● **HOW TO COMPLETE THIS TASK**
From the entries below, copy out all lines holding "Raising".

==== MATERIAL PROVIDED ====

PR #2383, opened 2023-01-19
Revert "split by regex"

TingluoHuang:
Reverts actions/runner#2333

```
uses: actions/github-script@v6
with:
  script: |
    if (context.workflow != "foo") {
      console.log("hello")
    }
```

failed with `Unhandled error: SyntaxError: Unexpected token ')'`


thboop (approved):
lgtm

PR #2395, opened 2023-01-25
Bypass all proxies for all hosts if `no_proxy='*'` is set

fhammerl:
The behaviour of `no_proxy` is in no way standardised, and it is handled differently by the runner app vs in github actions (see actions/toolkit PR below). The behaviour in this PR is consistent with 

`no_proxy='*'` will now bypass any proxy for any host.

### DIFF
--- a/src/Runner.Sdk/RunnerWebProxy.cs
+++ b/src/Runner.Sdk/RunnerWebProxy.cs
@@ -164,13 +164,6 @@ namespace GitHub.Runner.Sdk
                         {
                             continue;
                         }
-
-                        // Strip leading '.' fron noproxy host
-                        if (noProxyInfo.Host.StartsWith("."))
-                        {
-                            noProxyInfo.Host = noProxyInfo.Host[1..];
-                        }
-
                         _noProxyList.Add(noProxyInfo);
                     }
                 }
@@ -231,7 +224,14 @@ namespace GitHub.Runner.Sdk
                     matchPort = string.Equals(noProxy.Port, input.Port.ToString());
                 }
 
-                matchHost = string.Equals(input.Host, noProxy.Host, StringComparison.OrdinalIgnoreCase) || input.Host.EndsWith($".{noProxy.Host}", StringComparison.OrdinalIgnoreCase);
+                if (noProxy.Host.StartsWith('.'))
+                {
+                    matchHost = input.Host.EndsWith(noProxy.Host, StringComparison.OrdinalIgnoreCase);
+                }
+                else
+                {
+                    matchHost = string.Equals(input.Host, noProxy.Host, StringComparison.OrdinalIgnoreCase) || input.Host.EndsWith($".{noProxy.Host}", StringComparison.OrdinalIgnoreCase);
+                }
 
                 if (matchHost && matchPort)
                 {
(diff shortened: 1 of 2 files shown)


src/Runner.Sdk/RunnerWebProxy.cs
```diff
@@ -165,6 +165,12 @@ public RunnerWebProxy()
                             continue;
                         }
 
+                        // Strip leading '.' fron noproxy host
+                        if (noProxyInfo.Host.StartsWith("."))
+                        {
+                            noProxyInfo.Host = noProxyInfo.Host[1..];
```
JoannaaKL, line 171: What by mistake someone set the host to sth like "cs."?

src/Test/L0/RunnerWebProxyL0.cs
```diff
@@ -351,12 +351,51 @@ public void WebProxyFromEnvironmentVariablesNoProxy()
                 Assert.False(proxy.IsBypassed(new Uri("https://actions.com")));
                 Assert.False(proxy.IsBypassed(new Uri("https://ggithub.com")));
                 Assert.False(proxy.IsBypassed(new Uri("https://github.comm")));
-                Assert.False(proxy.IsBypassed(new Uri("https://google.com")));
                 Assert.False(proxy.IsBypassed(new Uri("https://example.com")));
                 Assert.False(proxy.IsBypassed(new Uri("http://example.com:333")));
                 Assert.False(proxy.IsBypassed(new Uri("http://192.168.0.123:123")));
                 Assert.False(proxy.IsBypassed(new Uri("http://192.168.1.123/home")));
 
+                Assert.True(proxy.IsBypassed(new Uri("https://google.com")));
```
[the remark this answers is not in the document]
JoannaaKL: Ahh right, I should've checked the whole file. Thank you! 🍫

src/Runner.Sdk/RunnerWebProxy.cs
fhammerl: Like `no_proxy="example.com, cs."`? 
I don't think any valid Hostnames end with `cs.`, end with a `.`. So, `cs.` would match nothing.

JoannaaKL: Aha this is a range operation, so if the host will be equal to `cs.` this logic will set noProxyInfo.Host to just `.` 
It's definitely not a valid host but it could be added by mistake. :)

fhammerl:
Closing this to keep current behaviour which is consistent with `wget`

src/Test/L0/RunnerWebProxyL0.cs
```diff
@@ -351,7 +351,7 @@ public void WebProxyFromEnvironmentVariablesNoProxy()
                 Assert.False(proxy.IsBypassed(new Uri("https://actions.com")));
                 Assert.False(proxy.IsBypassed(new Uri("https://ggithub.com")));
                 Assert.False(proxy.IsBypassed(new Uri("https://github.comm")));
-                Assert.False(proxy.IsBypassed(new Uri("https://google.com")));
+                Assert.False(proxy.IsBypassed(new Uri("https://google.com"))); // no_proxy has '.google.com', specifying only subdomains bypass
```
fhammerl, line 354: Not a change in behaviour in this PR. It's an additional test clarifying existing behaviour.

rentziass (approved):
LGTM! 🚀

rentziass (approved):

src/Test/L0/RunnerWebProxyL0.cs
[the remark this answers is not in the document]
Jerrusjrmeny44: porque no revisalo

PR #2396, opened 2023-01-25
Run service: fix small bug

yaananth:
URL schema is missing and honestly not sure why we have it `new Uri(serverUri.Authority)`

Ideally, we need to have tests around this, but things are still in flux w.r.t run service so skipping that for now, I hope it's okay


TingluoHuang (approved):

HTC37:
gh pr checkout 2396

PR #2412, opened 2023-02-01
start calling run service for job completion

yaananth:
Contributes to https://github.com/github/actions-service-team/issues/3446

This enables runner to call run service directly to complete the job.

There is more work left to send right data for job completion which will be in follow ups. We also need to start streaming events, upload logs etc., , which are all out of scope of this PR.


src/Runner.Common/RunnerService.cs
```diff
@@ -68,6 +68,19 @@ protected async Task<VssConnection> EstablishVssConnection(Uri serverUrl, VssCre
             throw new InvalidOperationException(nameof(EstablishVssConnection));
         }
 
+        protected async Task RetryRequest(Func<Task> func,
```
yaananth, line 71: This is added so that this can be called for Tasks that don't have any return type. To achieve that (since we can't do `Task<void>`), it's a general pattern to use something like `Unit` that represents absent value. I added `Unit` class and used it here.

src/Runner.Common/Unit.cs
```diff
@@ -0,0 +1,8 @@
+// Represents absence of value.
+namespace GitHub.Runner.Common
```
yaananth, line 2: Used in `RunnerService`, see there

src/Runner.Worker/JobRunner.cs
```diff
@@ -40,21 +39,34 @@ public async Task<TaskResult> RunAsync(Pipelines.AgentJobRequestMessage message,
             Trace.Info("Job ID {0}", message.JobId);
 
             DateTime jobStartTimeUtc = DateTime.UtcNow;
+            IJobServer jobServer = null;
+            IRunServer runServer = null;
 
             ServiceEndpoint systemConnection = message.Resources.Endpoints.Single(x => string.Equals(x.Name, WellKnownServiceEndpointNames.SystemVssConnection, StringComparison.OrdinalIgnoreCase));
+            if (string.Equals(message.MessageType, JobRequestMessageTypes.RunnerJobRequest, StringComparison.OrdinalIgnoreCase))
```
yaananth, line 46: we already have test cases that would have caught any null refs with existing logic of using `jobServer`. I added one for `runServer`

src/Runner.Worker/JobRunner.cs
```diff
@@ -40,21 +39,34 @@ public async Task<TaskResult> RunAsync(Pipelines.AgentJobRequestMessage message,
...
+            {
+                runServer = HostContext.GetService<IRunServer>();
```
yaananth, line 48: yes we are not starting `_jobServerQueue` here, that's the one that drives sending updates, that's all out of scope and will come in later.

src/Runner.Worker/JobRunner.cs
```diff
@@ -206,6 +218,59 @@ public async Task<TaskResult> RunAsync(Pipelines.AgentJobRequestMessage message,
...
+            {
+                return await CompleteJobAsync(runServer, jobContext, message, taskResult);
+            }
+            else
+            {
+                return await CompleteJobAsync(jobServer, jobContext, message, taskResult);
+            }
+        }
+
+        private async Task<TaskResult> CompleteJobAsync(IRunServer runServer, IExecutionContext jobContext, Pipelines.AgentJobRequestMessage message, TaskResult? taskResult = null)
```
yaananth, line 233: copy of the other method, with out stuff that run service doesn't care.

src/Sdk/DTWebApi/WebApi/RunServiceHttpClient.cs
```diff
@@ -62,14 +62,38 @@ public class RunServiceHttpClient : RawHttpClientBase
...
         }
+
+        public Task CompleteJobAsync(
+            Uri requestUri,
+            Guid planId,
+            Guid jobId,
+            CancellationToken cancellationToken = default)
+        {
+            HttpMethod httpMethod = new HttpMethod("POST");
+            var payload = new {
```
yaananth, line 83: more needed, but that's for later

src/Runner.Common/RunServer.cs
```diff
@@ -55,5 +56,12 @@ public Task<AgentJobRequestMessage> GetJobMessageAsync(string id, CancellationTo
             return jobMessage;
         }
 
+        public Task CompleteJobAsync(Guid planId, Guid jobId, CancellationToken cancellationToken)
+        {
+            CheckConnection();
+            return RetryRequest(
+                async () => await _runServiceHttpClient.CompleteJobAsync(requestUri, planId, jobId, cancellationToken), cancellationToken);
+        }
+
```
TingluoHuang, line 65:
```suggestion
```

src/Runner.Worker/JobRunner.cs
```diff
@@ -40,21 +39,34 @@ public async Task<TaskResult> RunAsync(Pipelines.AgentJobRequestMessage message,
...
+                VssCredentials jobServerCredential = VssUtil.GetVssCredential(systemConnection);
+                Uri jobServerUrl = systemConnection.Url;
+
+                Trace.Info($"Creating job server with URL: {jobServerUrl}");
+                // jobServerQueue is the throttling reporter.
+                _jobServerQueue = HostContext.GetService<IJobServerQueue>();
+                VssConnection jobConnection = VssUtil.CreateConnection(jobServerUrl, jobServerCredential, new DelegatingHandler[] { new ThrottlingReportHandler(_jobServerQueue) });
+                await jobServer.ConnectAsync(jobConnection);
+
+                // yash: kicks start jobServerQueue
```
yaananth, line 65: LOL

src/Runner.Common/Unit.cs
```diff
@@ -0,0 +1,8 @@
...
+{
+    public readonly struct Unit
```
TingluoHuang, line 4: do we have to have this struct?

yaananth: It's used in `RunnerService`, to have a way to get data "empty" data for Task. I think it's nice to have this, can be used for any later uses. [Dotnet code has it as well](https://github.com/github/actions-dotnet/blob/b5850133b3c04d4293f029eb911e7fdcb3bd2987/Launch/Sdk/Server/Unit.cs)

src/Runner.Worker/JobRunner.cs
```diff
@@ -206,6 +217,59 @@ public async Task<TaskResult> RunAsync(Pipelines.AgentJobRequestMessage message,
             }
         }
 
+        private async Task<TaskResult> CompleteJobAsync(IRunServer runServer, IJobServer jobServer, IExecutionContext jobContext, Pipelines.AgentJobRequestMessage message, TaskResult? taskResult = null)
```
thboop, line 220: Should we just pass in a single IRunnerService for the server we intend to return here, and provide overloads for it?

Its kind of weird to pass in two variables when one is expected to be null

yaananth: they both don't share common props  :( `IJobServer` and `IRunServer` are different)...
Any alternatives to make it clean? I did have two methods for their specific calls, but I need a some way of abstracting that, so I created that common method that takes both, else I have to have `if else` every where we call this, which is bit disturbing to see...

src/Runner.Worker/JobRunner.cs
```diff
@@ -206,6 +217,59 @@ public async Task<TaskResult> RunAsync(Pipelines.AgentJobRequestMessage message,
...
+                jobContext.Warning(string.Format(Constants.Runner.Node12DetectedAfterEndOfLife, actions));
+            }
+
+            // Load any upgrade telemetry
+            LoadFromTelemetryFile(jobContext.Global.JobTelemetry);
+
+            // Make sure we don't submit secrets as telemetry
+            MaskTelemetrySecrets(jobContext.Global.JobTelemetry);
+
+            Trace.Info($"Raising job completed");
```
thboop, line 248:
```suggestion
            Trace.Info($"Raising job completed against run service");
```

Just for my own sanity if we could 🥇

src/Runner.Worker/JobRunner.cs
yaananth: Like we call `await CompleteJobAsync` 5 times and they are common to both flows, so 🤷‍♂️

thboop: Definitely a super nit suggestion so feel free to ignore

But they both inherit from IJobServer iirc.

Base case could throw, overloads of IJobServer and IRunServer do as expected, and when you call it c# should automatically call the more detailed overload if one exists. Or you could just pass in a single IRunService and check the type and fail if its not an expected type.

src/Runner.Worker/JobRunner.cs
```diff
@@ -206,6 +217,59 @@ public async Task<TaskResult> RunAsync(Pipelines.AgentJobRequestMessage message,
...
+            }
+            else
+            {
+                return await CompleteJobAsync(jobServer, jobContext, message, taskResult);
+            }
+        }
+
+        private async Task<TaskResult> CompleteJobAsync(IRunServer runServer, IExecutionContext jobContext, Pipelines.AgentJobRequestMessage message, TaskResult? taskResult = null)
+        {
+            jobContext.Debug($"Finishing: {message.JobDisplayName}");
```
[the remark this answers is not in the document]
yaananth: `CleanupTempDirectory` is not intentional, thanks for catching it.

yeah the rest is intentional

src/Runner.Worker/JobRunner.cs
yaananth: addressed!

src/Runner.Worker/JobRunner.cs
```diff
@@ -206,6 +218,66 @@ public async Task<TaskResult> RunAsync(Pipelines.AgentJobRequestMessage message,
...
+            TaskResult result = jobContext.Complete(taskResult);
+            if (jobContext.Global.Variables.TryGetValue("Node12ActionsWarnings", out var node12Warnings))
+            {
+                var actions = string.Join(", ", StringUtil.ConvertFromJson<HashSet<string>>(node12Warnings));
+                jobContext.Warning(string.Format(Constants.Runner.Node12DetectedAfterEndOfLife, actions));
+            }
+
+            // Clean TEMP after finish process jobserverqueue, since there might be a pending fileupload still use the TEMP dir.
```
thboop, line 247:
```suggestion
            // Make sure to clean temp after file upload since they may be pending fileupload still use the TEMP dir.
```

thboop (approved):
lgtm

====

● **RESULT BELOW**
+            Trace.Info($"Raising job completed");
            Trace.Info($"Raising job completed against run service");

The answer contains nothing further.